* [What the task requires]
Copy the lines exactly. Begin at the first line of the data and stop after the line with "--- a/src/NServiceBus.Core.Tests/Routing/RoutingSettingsTests.cs".

* [Recorded data]
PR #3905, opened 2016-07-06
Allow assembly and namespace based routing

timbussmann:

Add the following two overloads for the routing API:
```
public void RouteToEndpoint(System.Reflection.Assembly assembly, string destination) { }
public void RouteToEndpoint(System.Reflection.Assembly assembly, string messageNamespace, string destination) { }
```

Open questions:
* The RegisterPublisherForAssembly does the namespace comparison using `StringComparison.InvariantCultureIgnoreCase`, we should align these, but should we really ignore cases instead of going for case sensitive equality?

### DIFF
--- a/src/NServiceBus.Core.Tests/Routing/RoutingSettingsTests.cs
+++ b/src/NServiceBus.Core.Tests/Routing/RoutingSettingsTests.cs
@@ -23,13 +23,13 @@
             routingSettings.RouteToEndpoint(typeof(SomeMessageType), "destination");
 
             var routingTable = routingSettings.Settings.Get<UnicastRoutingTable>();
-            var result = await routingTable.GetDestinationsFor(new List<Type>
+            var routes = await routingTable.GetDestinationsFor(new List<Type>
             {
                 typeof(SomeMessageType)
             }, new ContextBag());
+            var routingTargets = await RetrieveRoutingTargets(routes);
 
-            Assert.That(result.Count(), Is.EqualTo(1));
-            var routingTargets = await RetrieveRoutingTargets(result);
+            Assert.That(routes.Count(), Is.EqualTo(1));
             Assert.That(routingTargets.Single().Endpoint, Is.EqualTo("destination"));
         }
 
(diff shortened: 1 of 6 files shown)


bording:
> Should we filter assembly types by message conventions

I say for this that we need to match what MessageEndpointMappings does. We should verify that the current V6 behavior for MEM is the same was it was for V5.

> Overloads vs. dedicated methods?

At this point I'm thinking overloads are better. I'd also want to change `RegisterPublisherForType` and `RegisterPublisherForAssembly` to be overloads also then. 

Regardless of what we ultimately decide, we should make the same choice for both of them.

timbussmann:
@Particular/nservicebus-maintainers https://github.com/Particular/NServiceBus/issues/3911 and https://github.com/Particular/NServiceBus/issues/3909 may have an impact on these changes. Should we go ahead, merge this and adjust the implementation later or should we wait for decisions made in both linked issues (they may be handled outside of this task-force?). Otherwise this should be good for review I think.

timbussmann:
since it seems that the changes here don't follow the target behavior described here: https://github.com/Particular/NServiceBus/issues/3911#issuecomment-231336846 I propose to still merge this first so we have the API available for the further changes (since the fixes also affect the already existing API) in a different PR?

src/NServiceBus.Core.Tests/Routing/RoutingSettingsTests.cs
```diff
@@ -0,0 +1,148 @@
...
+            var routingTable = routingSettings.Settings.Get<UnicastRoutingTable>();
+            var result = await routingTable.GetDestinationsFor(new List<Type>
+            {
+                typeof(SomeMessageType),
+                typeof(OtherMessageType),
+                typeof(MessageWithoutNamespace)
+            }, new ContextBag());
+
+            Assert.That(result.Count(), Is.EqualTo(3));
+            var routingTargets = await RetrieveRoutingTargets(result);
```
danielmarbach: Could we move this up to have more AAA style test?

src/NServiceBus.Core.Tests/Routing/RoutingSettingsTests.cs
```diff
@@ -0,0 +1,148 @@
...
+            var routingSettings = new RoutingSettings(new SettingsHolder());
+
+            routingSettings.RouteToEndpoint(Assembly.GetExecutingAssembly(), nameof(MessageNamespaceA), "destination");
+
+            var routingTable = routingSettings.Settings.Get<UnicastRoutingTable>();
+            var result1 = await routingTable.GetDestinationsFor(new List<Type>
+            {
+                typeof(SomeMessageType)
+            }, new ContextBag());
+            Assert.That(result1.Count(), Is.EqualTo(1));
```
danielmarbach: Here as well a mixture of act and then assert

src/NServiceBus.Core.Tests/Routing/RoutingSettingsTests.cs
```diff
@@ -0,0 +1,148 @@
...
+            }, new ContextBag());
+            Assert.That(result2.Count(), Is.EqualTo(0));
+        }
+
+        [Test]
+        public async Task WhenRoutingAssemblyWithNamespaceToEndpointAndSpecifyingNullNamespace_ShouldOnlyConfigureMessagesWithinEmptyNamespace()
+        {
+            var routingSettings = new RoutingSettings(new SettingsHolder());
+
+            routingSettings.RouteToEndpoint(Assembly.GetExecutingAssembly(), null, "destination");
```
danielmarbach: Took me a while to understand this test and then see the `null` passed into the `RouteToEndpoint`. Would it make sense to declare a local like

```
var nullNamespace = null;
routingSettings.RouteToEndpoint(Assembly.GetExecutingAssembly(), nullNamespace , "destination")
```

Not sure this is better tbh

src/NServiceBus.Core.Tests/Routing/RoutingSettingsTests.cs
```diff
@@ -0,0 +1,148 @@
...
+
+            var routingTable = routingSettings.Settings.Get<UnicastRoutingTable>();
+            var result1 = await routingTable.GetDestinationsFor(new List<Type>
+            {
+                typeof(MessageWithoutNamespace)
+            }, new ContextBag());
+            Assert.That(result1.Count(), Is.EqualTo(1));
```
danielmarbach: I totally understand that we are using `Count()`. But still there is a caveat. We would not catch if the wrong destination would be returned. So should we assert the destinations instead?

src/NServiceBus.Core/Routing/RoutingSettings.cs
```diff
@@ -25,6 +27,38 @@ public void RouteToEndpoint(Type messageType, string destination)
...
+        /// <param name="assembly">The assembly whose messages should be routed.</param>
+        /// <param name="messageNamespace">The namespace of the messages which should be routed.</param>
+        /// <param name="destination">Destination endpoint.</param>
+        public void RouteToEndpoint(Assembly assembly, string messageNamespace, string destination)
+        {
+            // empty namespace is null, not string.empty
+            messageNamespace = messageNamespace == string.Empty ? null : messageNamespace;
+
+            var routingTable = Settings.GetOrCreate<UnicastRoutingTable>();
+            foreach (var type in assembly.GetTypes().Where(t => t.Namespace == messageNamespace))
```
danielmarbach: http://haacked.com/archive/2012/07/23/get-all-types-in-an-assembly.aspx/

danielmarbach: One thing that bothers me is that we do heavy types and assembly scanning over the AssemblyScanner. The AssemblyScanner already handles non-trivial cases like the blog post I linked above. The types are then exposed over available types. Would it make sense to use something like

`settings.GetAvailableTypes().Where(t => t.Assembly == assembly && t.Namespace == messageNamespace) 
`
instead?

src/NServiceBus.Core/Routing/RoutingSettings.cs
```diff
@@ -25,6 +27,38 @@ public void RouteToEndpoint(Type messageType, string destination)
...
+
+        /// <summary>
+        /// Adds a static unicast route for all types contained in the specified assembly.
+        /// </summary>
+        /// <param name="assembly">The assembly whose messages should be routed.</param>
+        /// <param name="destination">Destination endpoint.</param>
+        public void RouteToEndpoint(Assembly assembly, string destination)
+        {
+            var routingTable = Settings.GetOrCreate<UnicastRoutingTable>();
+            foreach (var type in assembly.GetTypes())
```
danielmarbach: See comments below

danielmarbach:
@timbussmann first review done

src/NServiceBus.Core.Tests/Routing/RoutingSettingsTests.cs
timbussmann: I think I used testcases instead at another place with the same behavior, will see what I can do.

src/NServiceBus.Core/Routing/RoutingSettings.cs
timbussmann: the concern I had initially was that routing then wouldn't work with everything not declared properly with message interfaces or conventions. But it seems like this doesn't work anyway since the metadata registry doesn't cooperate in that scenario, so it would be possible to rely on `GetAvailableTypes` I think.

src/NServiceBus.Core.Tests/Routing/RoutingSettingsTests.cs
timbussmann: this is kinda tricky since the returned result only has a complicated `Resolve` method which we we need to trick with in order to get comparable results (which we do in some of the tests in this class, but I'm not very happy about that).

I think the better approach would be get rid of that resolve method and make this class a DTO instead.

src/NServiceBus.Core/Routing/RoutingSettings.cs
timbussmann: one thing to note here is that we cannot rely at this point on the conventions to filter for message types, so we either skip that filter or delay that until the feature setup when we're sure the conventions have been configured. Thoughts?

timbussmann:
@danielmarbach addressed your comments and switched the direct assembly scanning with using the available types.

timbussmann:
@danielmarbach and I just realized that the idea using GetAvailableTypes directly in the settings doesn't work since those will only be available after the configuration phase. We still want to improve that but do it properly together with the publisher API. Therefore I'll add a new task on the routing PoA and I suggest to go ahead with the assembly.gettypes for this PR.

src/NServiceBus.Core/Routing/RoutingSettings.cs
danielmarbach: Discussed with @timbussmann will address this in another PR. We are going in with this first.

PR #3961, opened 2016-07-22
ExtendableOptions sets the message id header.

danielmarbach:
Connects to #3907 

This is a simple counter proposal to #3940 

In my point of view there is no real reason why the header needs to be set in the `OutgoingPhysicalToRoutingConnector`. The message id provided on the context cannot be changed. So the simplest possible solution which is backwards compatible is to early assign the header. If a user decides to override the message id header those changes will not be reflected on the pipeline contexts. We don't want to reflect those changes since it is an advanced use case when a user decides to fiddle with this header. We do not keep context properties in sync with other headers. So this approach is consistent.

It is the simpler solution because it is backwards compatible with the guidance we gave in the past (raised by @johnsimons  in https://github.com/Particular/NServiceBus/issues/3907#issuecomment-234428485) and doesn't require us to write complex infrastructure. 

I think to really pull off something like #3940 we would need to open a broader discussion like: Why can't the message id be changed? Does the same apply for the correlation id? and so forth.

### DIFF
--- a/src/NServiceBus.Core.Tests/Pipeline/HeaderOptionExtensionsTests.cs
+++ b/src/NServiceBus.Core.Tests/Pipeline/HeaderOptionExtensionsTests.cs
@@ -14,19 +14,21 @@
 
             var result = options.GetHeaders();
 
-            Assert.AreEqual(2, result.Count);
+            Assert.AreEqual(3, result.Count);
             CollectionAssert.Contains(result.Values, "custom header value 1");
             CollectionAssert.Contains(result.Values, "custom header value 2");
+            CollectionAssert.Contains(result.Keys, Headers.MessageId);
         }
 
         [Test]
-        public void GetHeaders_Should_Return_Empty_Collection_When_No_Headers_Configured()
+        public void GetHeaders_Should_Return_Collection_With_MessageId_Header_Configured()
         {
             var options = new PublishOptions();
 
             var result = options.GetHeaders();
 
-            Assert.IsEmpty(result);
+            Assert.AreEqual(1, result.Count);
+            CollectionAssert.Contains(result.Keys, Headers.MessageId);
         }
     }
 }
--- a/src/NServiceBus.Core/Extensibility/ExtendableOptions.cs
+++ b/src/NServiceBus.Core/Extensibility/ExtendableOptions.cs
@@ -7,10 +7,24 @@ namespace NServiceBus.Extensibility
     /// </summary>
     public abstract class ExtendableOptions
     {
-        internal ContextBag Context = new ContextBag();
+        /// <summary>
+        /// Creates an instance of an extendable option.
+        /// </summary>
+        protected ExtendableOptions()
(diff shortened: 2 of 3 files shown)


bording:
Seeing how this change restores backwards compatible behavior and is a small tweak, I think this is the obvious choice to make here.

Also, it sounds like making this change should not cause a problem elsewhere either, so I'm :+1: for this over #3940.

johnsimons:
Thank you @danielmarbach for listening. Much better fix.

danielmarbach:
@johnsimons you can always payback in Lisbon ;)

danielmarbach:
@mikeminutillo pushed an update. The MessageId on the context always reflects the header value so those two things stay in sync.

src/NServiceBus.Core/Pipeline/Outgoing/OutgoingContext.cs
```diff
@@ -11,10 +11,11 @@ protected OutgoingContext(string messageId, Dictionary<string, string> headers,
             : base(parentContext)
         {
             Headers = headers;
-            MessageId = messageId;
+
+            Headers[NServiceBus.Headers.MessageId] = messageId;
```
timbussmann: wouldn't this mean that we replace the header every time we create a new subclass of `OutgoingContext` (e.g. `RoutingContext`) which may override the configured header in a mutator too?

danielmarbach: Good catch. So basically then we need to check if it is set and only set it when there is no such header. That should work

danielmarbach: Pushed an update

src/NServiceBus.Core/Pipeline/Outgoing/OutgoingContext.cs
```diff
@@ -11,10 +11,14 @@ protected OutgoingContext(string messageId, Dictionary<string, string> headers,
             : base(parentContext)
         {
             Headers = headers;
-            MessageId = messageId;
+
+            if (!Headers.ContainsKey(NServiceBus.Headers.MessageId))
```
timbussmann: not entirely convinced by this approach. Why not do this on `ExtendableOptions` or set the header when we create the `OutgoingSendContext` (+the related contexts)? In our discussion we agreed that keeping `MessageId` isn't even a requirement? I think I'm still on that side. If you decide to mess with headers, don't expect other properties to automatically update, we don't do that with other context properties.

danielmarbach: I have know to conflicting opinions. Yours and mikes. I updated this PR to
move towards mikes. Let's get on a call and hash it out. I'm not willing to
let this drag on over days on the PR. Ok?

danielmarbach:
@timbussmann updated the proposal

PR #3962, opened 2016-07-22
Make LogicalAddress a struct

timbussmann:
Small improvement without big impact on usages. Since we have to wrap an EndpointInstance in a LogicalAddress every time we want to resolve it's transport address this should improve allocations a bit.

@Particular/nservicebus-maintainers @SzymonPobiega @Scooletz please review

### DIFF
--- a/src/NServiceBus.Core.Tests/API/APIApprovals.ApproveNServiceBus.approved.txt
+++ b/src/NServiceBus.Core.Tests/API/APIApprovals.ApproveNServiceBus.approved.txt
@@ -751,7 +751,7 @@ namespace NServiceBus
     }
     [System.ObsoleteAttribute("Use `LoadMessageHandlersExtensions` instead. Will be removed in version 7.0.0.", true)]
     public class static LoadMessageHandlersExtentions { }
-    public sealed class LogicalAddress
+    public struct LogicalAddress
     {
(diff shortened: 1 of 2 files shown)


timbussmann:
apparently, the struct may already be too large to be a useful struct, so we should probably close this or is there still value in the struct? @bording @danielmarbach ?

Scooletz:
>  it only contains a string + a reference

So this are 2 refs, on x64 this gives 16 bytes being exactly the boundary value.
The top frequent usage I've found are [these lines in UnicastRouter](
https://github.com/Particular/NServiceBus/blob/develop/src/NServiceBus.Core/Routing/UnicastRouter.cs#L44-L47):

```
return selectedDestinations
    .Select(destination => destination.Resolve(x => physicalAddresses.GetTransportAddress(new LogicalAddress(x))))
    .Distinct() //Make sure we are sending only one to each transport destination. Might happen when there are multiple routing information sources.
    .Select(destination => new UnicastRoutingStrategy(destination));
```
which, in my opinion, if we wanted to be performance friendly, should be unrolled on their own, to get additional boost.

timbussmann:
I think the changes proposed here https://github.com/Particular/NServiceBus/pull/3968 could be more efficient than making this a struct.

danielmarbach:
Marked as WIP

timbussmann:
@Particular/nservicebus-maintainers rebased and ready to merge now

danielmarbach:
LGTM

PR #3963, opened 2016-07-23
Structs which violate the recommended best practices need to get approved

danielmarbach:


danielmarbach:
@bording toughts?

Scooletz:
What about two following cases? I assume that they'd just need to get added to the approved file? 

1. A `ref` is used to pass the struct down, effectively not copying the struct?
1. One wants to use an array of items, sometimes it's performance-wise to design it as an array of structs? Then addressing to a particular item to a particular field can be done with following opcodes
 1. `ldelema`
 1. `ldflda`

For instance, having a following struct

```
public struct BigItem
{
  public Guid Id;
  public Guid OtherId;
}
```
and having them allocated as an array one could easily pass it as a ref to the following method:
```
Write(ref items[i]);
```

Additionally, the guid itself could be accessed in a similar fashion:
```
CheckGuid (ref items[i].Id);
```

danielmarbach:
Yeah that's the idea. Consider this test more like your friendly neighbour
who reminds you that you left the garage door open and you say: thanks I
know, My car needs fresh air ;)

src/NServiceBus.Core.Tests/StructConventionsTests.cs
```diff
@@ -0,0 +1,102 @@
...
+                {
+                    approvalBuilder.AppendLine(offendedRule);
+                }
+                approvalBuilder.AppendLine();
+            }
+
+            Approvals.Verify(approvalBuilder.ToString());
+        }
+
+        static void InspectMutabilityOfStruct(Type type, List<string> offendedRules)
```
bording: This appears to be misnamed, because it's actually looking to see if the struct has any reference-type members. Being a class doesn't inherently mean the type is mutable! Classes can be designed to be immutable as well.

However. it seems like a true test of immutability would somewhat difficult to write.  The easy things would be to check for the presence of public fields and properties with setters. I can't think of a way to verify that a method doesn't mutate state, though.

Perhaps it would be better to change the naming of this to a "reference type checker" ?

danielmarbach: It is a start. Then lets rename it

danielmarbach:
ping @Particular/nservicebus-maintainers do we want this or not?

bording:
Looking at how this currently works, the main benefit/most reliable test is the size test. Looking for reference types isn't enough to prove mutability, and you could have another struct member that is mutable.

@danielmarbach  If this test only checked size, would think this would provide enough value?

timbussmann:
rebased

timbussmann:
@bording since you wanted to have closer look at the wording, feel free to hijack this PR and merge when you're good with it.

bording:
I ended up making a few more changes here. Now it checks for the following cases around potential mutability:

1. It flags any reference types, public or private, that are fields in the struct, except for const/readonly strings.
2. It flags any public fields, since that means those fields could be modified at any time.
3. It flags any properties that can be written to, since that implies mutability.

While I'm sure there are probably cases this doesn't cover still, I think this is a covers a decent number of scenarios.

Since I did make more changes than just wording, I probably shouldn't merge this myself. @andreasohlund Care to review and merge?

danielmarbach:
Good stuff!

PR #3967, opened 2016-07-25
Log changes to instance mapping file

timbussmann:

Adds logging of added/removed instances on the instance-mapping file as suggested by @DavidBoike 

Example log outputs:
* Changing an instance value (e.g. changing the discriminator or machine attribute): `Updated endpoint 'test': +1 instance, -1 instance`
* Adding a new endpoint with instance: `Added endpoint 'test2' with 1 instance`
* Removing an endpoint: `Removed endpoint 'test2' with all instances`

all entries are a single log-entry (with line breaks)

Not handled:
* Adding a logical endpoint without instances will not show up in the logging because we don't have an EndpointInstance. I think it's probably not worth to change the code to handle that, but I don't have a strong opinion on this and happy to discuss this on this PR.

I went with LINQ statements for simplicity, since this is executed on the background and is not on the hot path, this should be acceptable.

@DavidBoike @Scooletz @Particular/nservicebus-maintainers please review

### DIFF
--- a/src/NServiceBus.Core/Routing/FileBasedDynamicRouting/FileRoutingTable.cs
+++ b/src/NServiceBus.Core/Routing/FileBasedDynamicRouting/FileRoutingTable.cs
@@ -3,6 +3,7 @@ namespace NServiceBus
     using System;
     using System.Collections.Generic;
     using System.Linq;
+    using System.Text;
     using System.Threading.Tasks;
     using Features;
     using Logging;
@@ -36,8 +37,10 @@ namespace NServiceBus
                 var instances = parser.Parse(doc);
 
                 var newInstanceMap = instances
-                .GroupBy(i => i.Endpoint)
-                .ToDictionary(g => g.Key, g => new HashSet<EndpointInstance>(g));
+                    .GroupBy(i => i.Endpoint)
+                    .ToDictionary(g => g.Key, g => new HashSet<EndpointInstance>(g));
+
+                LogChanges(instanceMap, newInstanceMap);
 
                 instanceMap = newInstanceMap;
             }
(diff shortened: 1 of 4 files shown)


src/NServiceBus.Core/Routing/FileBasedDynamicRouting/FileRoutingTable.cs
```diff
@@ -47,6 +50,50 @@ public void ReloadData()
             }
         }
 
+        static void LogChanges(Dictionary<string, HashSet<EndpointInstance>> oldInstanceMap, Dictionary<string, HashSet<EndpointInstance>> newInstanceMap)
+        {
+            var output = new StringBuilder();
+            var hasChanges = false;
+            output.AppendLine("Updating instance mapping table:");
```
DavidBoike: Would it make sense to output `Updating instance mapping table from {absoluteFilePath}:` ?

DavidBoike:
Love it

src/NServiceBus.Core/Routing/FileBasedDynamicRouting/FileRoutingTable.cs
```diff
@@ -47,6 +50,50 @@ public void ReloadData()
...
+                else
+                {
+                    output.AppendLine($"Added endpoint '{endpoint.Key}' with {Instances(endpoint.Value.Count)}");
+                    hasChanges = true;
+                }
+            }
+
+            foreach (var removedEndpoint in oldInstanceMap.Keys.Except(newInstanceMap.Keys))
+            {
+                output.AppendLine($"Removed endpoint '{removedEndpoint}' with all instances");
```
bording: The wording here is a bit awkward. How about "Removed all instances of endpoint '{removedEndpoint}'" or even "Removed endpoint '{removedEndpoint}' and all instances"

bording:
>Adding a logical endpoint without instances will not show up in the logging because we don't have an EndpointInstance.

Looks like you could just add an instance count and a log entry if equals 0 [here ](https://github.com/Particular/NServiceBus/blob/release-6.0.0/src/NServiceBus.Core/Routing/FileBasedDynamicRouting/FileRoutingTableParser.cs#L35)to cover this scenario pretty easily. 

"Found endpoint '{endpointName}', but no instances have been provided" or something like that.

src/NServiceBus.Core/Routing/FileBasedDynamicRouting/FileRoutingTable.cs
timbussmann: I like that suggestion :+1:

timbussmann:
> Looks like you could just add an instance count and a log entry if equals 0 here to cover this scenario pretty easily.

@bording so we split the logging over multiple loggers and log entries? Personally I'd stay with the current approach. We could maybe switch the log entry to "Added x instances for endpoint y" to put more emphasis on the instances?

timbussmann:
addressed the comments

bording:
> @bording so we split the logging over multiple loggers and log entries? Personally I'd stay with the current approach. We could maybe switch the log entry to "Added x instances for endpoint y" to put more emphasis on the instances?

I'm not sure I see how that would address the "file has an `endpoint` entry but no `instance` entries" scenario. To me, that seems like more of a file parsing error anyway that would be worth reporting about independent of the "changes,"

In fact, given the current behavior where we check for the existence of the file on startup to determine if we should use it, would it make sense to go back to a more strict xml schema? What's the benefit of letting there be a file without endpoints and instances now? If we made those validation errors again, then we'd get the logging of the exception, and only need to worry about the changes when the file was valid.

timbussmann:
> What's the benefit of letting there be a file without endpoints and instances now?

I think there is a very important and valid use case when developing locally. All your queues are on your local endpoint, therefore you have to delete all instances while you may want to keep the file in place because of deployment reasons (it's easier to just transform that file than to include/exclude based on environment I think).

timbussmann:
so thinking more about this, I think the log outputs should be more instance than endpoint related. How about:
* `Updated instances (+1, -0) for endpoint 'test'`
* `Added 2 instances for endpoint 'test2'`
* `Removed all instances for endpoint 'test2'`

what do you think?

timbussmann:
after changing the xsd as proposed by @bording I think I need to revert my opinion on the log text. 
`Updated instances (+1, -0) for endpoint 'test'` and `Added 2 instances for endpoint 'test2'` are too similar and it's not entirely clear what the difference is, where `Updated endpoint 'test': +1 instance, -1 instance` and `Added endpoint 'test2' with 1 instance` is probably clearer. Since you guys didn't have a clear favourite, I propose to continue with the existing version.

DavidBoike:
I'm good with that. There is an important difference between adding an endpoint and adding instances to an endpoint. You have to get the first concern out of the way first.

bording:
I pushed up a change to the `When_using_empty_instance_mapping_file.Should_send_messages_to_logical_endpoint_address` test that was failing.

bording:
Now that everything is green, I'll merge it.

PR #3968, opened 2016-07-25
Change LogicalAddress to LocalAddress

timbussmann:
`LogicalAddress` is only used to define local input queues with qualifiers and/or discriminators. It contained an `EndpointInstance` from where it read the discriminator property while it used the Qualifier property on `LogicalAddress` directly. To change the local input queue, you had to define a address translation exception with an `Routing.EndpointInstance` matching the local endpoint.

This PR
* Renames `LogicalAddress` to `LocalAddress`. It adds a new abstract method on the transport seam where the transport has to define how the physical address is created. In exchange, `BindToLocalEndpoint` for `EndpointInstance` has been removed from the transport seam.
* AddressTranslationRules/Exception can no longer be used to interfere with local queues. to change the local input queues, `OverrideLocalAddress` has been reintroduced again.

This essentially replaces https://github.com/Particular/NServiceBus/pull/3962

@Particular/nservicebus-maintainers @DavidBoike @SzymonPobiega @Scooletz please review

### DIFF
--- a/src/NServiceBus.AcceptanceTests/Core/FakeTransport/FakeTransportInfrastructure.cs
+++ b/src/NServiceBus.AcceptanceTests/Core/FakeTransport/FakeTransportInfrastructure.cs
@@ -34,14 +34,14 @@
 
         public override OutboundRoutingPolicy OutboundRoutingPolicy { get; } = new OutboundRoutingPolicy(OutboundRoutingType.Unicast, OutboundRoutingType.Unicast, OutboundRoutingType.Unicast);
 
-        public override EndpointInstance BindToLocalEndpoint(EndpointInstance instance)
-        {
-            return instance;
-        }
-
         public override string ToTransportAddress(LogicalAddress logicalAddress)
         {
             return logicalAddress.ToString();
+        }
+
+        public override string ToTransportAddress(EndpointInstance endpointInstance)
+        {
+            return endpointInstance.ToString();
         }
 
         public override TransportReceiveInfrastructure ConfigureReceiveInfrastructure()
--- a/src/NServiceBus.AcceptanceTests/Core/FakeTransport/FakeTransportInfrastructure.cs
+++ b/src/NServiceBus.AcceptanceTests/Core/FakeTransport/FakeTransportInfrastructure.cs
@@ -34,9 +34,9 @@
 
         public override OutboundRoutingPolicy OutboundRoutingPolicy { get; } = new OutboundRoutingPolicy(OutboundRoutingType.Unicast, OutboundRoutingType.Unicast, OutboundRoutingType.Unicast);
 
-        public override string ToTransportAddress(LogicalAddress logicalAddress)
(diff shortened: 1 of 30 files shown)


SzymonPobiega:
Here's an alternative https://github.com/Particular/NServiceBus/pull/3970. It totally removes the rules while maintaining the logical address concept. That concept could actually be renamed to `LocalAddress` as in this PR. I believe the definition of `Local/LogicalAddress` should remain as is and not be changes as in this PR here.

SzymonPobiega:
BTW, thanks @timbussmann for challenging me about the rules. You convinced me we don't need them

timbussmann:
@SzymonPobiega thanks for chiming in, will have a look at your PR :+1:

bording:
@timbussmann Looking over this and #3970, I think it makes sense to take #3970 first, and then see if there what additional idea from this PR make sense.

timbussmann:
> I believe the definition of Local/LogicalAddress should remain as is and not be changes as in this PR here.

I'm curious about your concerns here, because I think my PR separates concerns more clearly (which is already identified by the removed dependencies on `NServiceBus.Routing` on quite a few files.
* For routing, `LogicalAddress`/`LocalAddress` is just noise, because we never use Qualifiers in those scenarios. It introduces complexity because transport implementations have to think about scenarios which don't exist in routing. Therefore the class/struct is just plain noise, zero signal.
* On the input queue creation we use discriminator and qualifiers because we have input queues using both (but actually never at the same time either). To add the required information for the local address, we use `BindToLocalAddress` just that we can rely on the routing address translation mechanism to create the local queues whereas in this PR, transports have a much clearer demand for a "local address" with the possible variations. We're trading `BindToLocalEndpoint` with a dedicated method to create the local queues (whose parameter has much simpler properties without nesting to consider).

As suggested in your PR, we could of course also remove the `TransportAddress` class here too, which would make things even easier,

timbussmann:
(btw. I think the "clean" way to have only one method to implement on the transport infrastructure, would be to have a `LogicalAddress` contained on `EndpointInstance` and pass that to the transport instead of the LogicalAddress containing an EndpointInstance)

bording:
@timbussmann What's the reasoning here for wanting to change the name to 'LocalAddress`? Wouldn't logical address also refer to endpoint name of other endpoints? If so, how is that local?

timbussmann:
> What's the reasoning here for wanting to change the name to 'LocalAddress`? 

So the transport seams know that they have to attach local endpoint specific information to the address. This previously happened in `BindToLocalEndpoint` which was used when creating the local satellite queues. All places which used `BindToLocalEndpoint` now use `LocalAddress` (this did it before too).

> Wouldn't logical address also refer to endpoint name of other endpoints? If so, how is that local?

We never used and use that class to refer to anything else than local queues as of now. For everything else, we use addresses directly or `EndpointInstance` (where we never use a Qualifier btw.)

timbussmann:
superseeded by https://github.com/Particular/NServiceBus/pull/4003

* [Solution]
PR #3905, opened 2016-07-06
Allow assembly and namespace based routing

timbussmann:

Add the following two overloads for the routing API:
```
public void RouteToEndpoint(System.Reflection.Assembly assembly, string destination) { }
public void RouteToEndpoint(System.Reflection.Assembly assembly, string messageNamespace, string destination) { }
```

Open questions:
* The RegisterPublisherForAssembly does the namespace comparison using `StringComparison.InvariantCultureIgnoreCase`, we should align these, but should we really ignore cases instead of going for case sensitive equality?

### DIFF
--- a/src/NServiceBus.Core.Tests/Routing/RoutingSettingsTests.cs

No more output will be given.